# Task brief
Within the entries below, find the portion that opens with the line containing "keys round-trip through" and closes with the line containing "setup/rotation); at-rest protection". Retype that portion exactly and only.

+--

PR #797, opened 2026-06-05
Fix "keep me unlocked" not persisting across app restarts

kristofferremback:
"Keep me unlocked on this device" stored the UIK's X25519 private key
directly as a non-extractable CryptoKey in IndexedDB. Some browsers
(observed on Android Chrome) resolve the IndexedDB write — so the unlock
reports success — but silently drop newer X25519/Ed25519 CryptoKeys when
the database is flushed to disk. A reload within the same session still
found it, but a true cold start read the row back without the key and fell
through to the passphrase prompt, so the device was never actually kept
unlocked across app restarts.

Seal the private bytes under a freshly generated, non-extractable AES-GCM
device key instead, and store that AES key plus the sealed bytes. AES-GCM
keys round-trip through on-disk IndexedDB reliably on every engine. The
security posture is unchanged: the AES key is non-extractable, so the IDB
row alone still cannot yield the raw private bytes — its presence remains
the "this device is trusted" signal.

The in-memory session key is now always extractable (it already was after
setup/rotation); at-rest protection comes entirely from wrapping, which
lets the settings "keep me unlocked" toggle re-seal without re-deriving.

Cold start unwraps the sealed bytes to resume unlocked; a corrupt device
key is forgotten and falls back to the passphrase prompt. Existing trusted
devices that did persist (e.g. desktop) re-unlock once, after which the new
format takes over.

---
<a href="https://app.blacksmith.sh/threahq/codesmith/threa/pr/797"><picture><source media="(prefers-color-scheme: dark)" srcset="https://pr-comments-assets.blacksmith.sh/codesmith/view-with-codesmith-dark-v2.svg"><source media="(prefers-color-scheme: light)" srcset="https://pr-comments-assets.blacksmith.sh/codesmith/view-with-codesmith-light-v2.svg">View with Codesmith</picture></a> <a href="https://backend.blacksmith.sh/track/enable-autofix?expires=1783275395&installation_id=129946197&pr_number=797&repository=threahq%2Fthrea&return_to=https%3A%2F%2Fgithub.com%2Fthreahq%2Fthrea%2Fpull%2F797&signature=b319c320f010993cbaf38bf243bdf93e7245d09e757d03760f777220e0e439c0"><picture><source media="(prefers-color-scheme: dark)" srcset="https://pr-comments-assets.blacksmith.sh/codesmith/autofix-with-codesmith-dark.svg"><source media="(prefers-color-scheme: light)" srcset="https://pr-comments-assets.blacksmith.sh/codesmith/autofix-with-codesmith-light.svg">Autofix with Codesmith</picture></a>

### DIFF
--- a/apps/frontend/src/db/database.ts
+++ b/apps/frontend/src/db/database.ts
@@ -593,10 +593,10 @@ export interface CachedLabelAssignment {
  * sign-out delete it. `keyId` is stored so a server-side key rotation can be
  * detected and the now-stale device key discarded.
  *
- * We previously stored the X25519 private key directly as a `CryptoKey`, but
- * some browsers (Android Chrome) drop newer X25519 keys when IndexedDB is
- * flushed to disk, so it never survived a cold start. The AES-GCM device key
- * round-trips reliably; see `device-wrap-key.ts` for the full rationale.
+ * The X25519 private key is sealed under the AES key rather than stored as a
+ * `CryptoKey` because some browsers (Android Chrome) drop newer X25519 keys
+ * when IndexedDB is flushed to disk; AES-GCM keys round-trip reliably. See
+ * `device-wrap-key.ts` for the full rationale.
  */
 export interface CachedE2eDeviceKey {
   id: string // `${workspaceId}:${userId}` — deterministic, one trusted key per user
--- a/apps/frontend/src/db/database.ts
+++ b/apps/frontend/src/db/database.ts
@@ -581,17 +581,22 @@ export interface CachedLabelAssignment {
 }
 
 /**
- * "Keep me unlocked on this device" record. Persists the UNWRAPPED X25519
- * private key as a NON-EXTRACTABLE `CryptoKey` (structured-clone-serializable
- * native key) so a page reload can resume the unlocked session without the
- * passphrase / Argon2id step.
+ * "Keep me unlocked on this device" record. Persists the UIK private key sealed
+ * for at-rest storage so a cold start can resume the unlocked session without
+ * the passphrase / Argon2id step.
  *
- * Security note: the key is non-extractable — even an attacker with this IDB
- * record cannot read the raw private bytes back out (`crypto.subtle.exportKey`
- * rejects); it stays usable only for in-process HPKE decryption. The presence
- * of a row here IS the "this device is trusted" state. `lock()` / sign-out
- * delete it. `keyId` is stored so a server-side key rotation can be detected
- * and the now-stale device key discarded.
+ * Security note: the private key is never stored in the clear. For the plain
+ * (no PIN/biometric) case it's sealed under a NON-EXTRACTABLE AES-GCM device
+ * key (see `device-wrap-key.ts`) — even an attacker with this IDB record cannot
+ * recover the raw private bytes, because that AES key can't be exported. The
+ * presence of a row here IS the "this device is trusted" state. `lock()` /
+ * sign-out delete it. `keyId` is stored so a server-side key rotation can be
+ * detected and the now-stale device key discarded.
+ *
+ * We previously stored the X25519 private key directly as a `CryptoKey`, but
+ * some browsers (Android Chrome) drop newer X25519 keys when IndexedDB is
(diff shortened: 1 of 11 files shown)


kristofferremback:
### Code review
**Confidence: 5/7** — Good (issues are non-blocking)
**Review models:** Orchestrator: Opus | Reviewers: Sonnet x3

Found 2 issues (neither is a correctness bug):

1. `apps/frontend/src/lib/crypto/device-wrap-key.ts:38-61` — Parallel crypto implementation. `wrapPrivateKeyForDevice`/`unwrapPrivateKeyFromDevice` re-do `exportPrivateKey` → `crypto.subtle.encrypt/decrypt` → manual `iv||ciphertext` layout inline, instead of delegating to `wrapPrivate`/`unwrapPrivate` in `keys.ts`. The two sibling device-unlock modules established the opposite pattern — bring your own KEK, delegate the AES-GCM layer: `pin-device-key.ts` calls `wrapPrivate(privateKey, kek)` / `unwrapPrivate(...)`, and `webauthn-device-key.ts` does the same. This PR breaks that pattern, yielding a second AES-GCM-over-private-key path with a divergent wire format (`[iv|ct]` vs `keys.ts`'s versioned `[version|iv|ct]`) and a duplicated `IV_LENGTH = 12` constant (also at `keys.ts:13`). The non-extractable AES key could be generated and passed straight to `wrapPrivate`/`unwrapPrivate` as the KEK; the only delta is the harmless 1-byte version prefix. (CLAUDE.md [INV-35/37, *Architecture Boundaries*]: "Reuse existing helpers and abstractions instead of parallel implementations.")
   https://github.com/threahq/threa/blob/b9cd1d338c746c4f55ca257bc9547e2611438c15/apps/frontend/src/lib/crypto/device-wrap-key.ts#L38-L61

2. `apps/frontend/src/db/database.ts:596-599` — Comment narrates change history. The paragraph beginning "We previously stored the X25519 private key directly as a `CryptoKey`, but…" describes what the code used to do rather than why the current design works, and the full rationale already lives in `device-wrap-key.ts` (which the comment points to). (CLAUDE.md [INV-25, *Maintainability and Scope Control*]: "Comments explain why the current implementation works; they do not narrate the change history.") Minor.
   https://github.com/threahq/threa/blob/b9cd1d338c746c4f55ca257bc9547e2611438c15/apps/frontend/src/db/database.ts#L596-L599

---

No committed plan; checked against the PR description. One candidate finding was raised and **dismissed**: old-format `e2eDeviceKeys` rows (carrying the removed `privateKey` field) are not migrated. This is intentional and documented in the PR body ("Existing trusted devices that did persist re-unlock once, after which the new format takes over"). On the affected browser (Android Chrome) no such rows exist on disk; where they do (desktop), the row is replaced by the `db.e2eDeviceKeys.put` upsert on the next trust-enable, and migrating in place is infeasible because the old key is non-extractable (its bytes can't be re-exported to re-wrap). The proposed remediation would be a no-op or impossible.
</details>

Resume path: the `loadGeneration` guard is correctly re-checked after the new `await unwrapPrivateKeyFromDevice`; corrupt-key fallback deletes the row and lands on `locked` (covered by a new test). AES-GCM IV length/slicing is correct (12-byte IV, `[iv|ct]`). `setDeviceTrust(true)` requiring an extractable in-memory key is satisfied because all unlock paths now return extractable keys.
</details>
<details><summary>📋 CLAUDE.md Compliance [1 minor]</summary>

INV-25 (issue #2 above). INV-38/49 satisfied — `toNonExtractable` and `unwrapPrivate`'s `opts` removed cleanly, no deprecated aliases left.
</details>

Parallel implementation / reuse (issue #1 above). The `{deviceWrapKey, deviceWrappedPrivate}` field pair is otherwise coherent with the existing `pin*`/`webauthn*` fields and correctly documented as mutually exclusive.
</details>

The AES device key is generated non-extractable and verified unexportable by test; raw private bytes are never written to disk in the clear, so the "IDB row alone can't yield the key" posture holds. Making in-memory session keys extractable is a real but non-exploitable delta — an attacker in the JS context can already use (and intercept) the key regardless of the flag — and it matches the pre-existing post-setup/post-rotation behavior.
</details>

---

+--

# Output below
keys round-trip through on-disk IndexedDB reliably on every engine. The
security posture is unchanged: the AES key is non-extractable, so the IDB
row alone still cannot yield the raw private bytes — its presence remains
the "this device is trusted" signal.

The in-memory session key is now always extractable (it already was after
setup/rotation); at-rest protection comes entirely from wrapping, which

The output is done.